Quelle a été votre motivation première ?
C’est le constat qu’il y a encore en France des gens qui ne mangent pas à leur faim (environ 26%), et d’autres qui n’ont pas les moyens de se payer une nourriture de qualité – et ceci alors que beaucoup de petits producteurs peinent à gagner correctement leur vie ! Le droit à une alimentation abondante et saine est pourtant un droit humain fondamental reconnu par tous, et qui devrait être garanti par les institutions. Comme ce n’est malheureusement pas le cas, des associations pallient à cette carence : les Restos du cœur, le Secours catholique, le Secours populaire, l’Armée du salut, etc… Bien sûr, le travail fourni par les bénévoles de ces associations est vital, et irremplaçable dans les situations d’urgence, mais il ne résout pas les problèmes de fond. Il peut y avoir des effets pervers : la défiscalisation des dons peut pousser certains grands groupes à surproduire des biens de mauvaise qualité qui ne favoriseront pas la santé des bénéficiaires. L’idée de la Sécurité sociale de l’alimentation permettrait de sortir de ce dilemme.
Pouvez-vous nous expliquer comment cela pourrait fonctionner ?

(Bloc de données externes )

PR #6875, opened 2023-11-16
Add: SSSOM python requirements

joeflack4:
- Update: Python requirements: With missing dependency 'sssom'


requirements-unlocked.txt
```diff
@@ -1,2 +1,3 @@
 pandas
 pyyaml
+sssom
```
joeflack4, line 3: SSSOM was missing from the requirements, so I added it.

joeflack4 (commented):
@hrshdhgd @matentzn This is probably good to merge but I'll hold off until a review.

I'm surprised how many new requirements got added to `requirements.txt` simply by adding `sssom`. Our only requirements before were `pandas` and `pyyaml`, resulting in like 15 lines in `requirements.txt` after those were installed. Now after installing `sssom` as well, it's 87 lines. I have no qualms though, I'm fine to merge this and I think this Python stuff will be moving to `mondolib` eventually anyway.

Le concept de base repose sur trois piliers, les mêmes que pour la Sécurité sociale dans le domaine de la santé : universalité, cotisation conventionnement. C’est-à-dire que tout le monde y a droit, sans aucune distinction. Chacun paie une cotisation en fonction de ses revenus, et il y a une convention entre les différentes parties – ici, les agriculteurs et les consommateurs.

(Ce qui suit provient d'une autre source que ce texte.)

PR #6889, opened 2023-11-17
Add preliminary check for ontobot

hrshdhgd:
This PR checks the issue body first for the phrase `Hey ontobot`. Only if present==true, will it run the rest of the workflow. If absent, the workflow immediately stops and does nothing.


matentzn (approved):
LGTM. You can assign such PRs to Trish moving forward!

Nous tenons beaucoup à avoir un conventionnement local, afin de garder la main sur le fonctionnement de nos collectifs, et de mieux nous adapter au territoire. Avant de lancer notre projet, nous avons rendu visite à deux groupes déjà bien engagés dans le processus : un à Dieulefit dans la Drôme, et l’autre dans la vallée de l’Eyrieux, ce qui nous a permis de voir différentes formes de fonctionnement.

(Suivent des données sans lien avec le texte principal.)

PR #10299, opened 2026-05-29
add venom foreign body disorders

katiermullen:
addresses #5726

spreadsheet is here: https://docs.google.com/spreadsheets/d/1c3LqsvlsrY_5BUvDoKQi18XAkYUqKLY91BraB7ugsoM/edit?gid=335554050#gid=335554050


sabrinatoro (approved):
@katiermullen I am approving this PR, but could you please give a comment about why you think these terms should be in Mondo (they don't look like diseases to me).

katiermullen:
@sabrinatoro foreign body ingestions/inhalations/injuries are commonly encountered disorders in veterinary patients. Depending on the type and location these disorders can necessitate a series of diagnostic procedures and treatments. For example, according to PMID: [42088454](https://pubmed.ncbi.nlm.nih.gov/42088454/) foreign body ingestion accounts for approximately 80% of all mechanical intestinal obstructions in dogs. 

In the future, I think we need to write definitions to make it clear that these are disorders/diseases e.g., "intestinal obstruction due to foreign body ingestion."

Il s’agit donc de verser une allocation de 150€ par personne et par mois, à dépenser bien sûr chez les producteurs conventionnés, pour avoir accès à une alimentation locale et de qualité. Les critères et les prix des aliments sont définis démocratiquement par les adhérents et les producteurs. Le but du jeu est de favoriser la mixité sociale, la solidarité, et l’art de bien se nourrir, bien sûr !
Être en zone rurale facilite le lien entre producteurs, transformateurs et consommateurs.
Un dernier message ?
Se nourrir, ce n’est pas seulement un besoin, mais aussi une question d’éthique, de justice. Nous devons nous réapproprier notre alimentation. Et pour cela, il faut agir localement, en lien avec les producteurs. Cela ne peut se faire qu’en retrouvant une forme de démocratie réelle, concrète, basée sur des circuits courts. Nous faisons donc appel à toutes les bonnes volontés pour que ce projet devienne une réalité chez nous aussi !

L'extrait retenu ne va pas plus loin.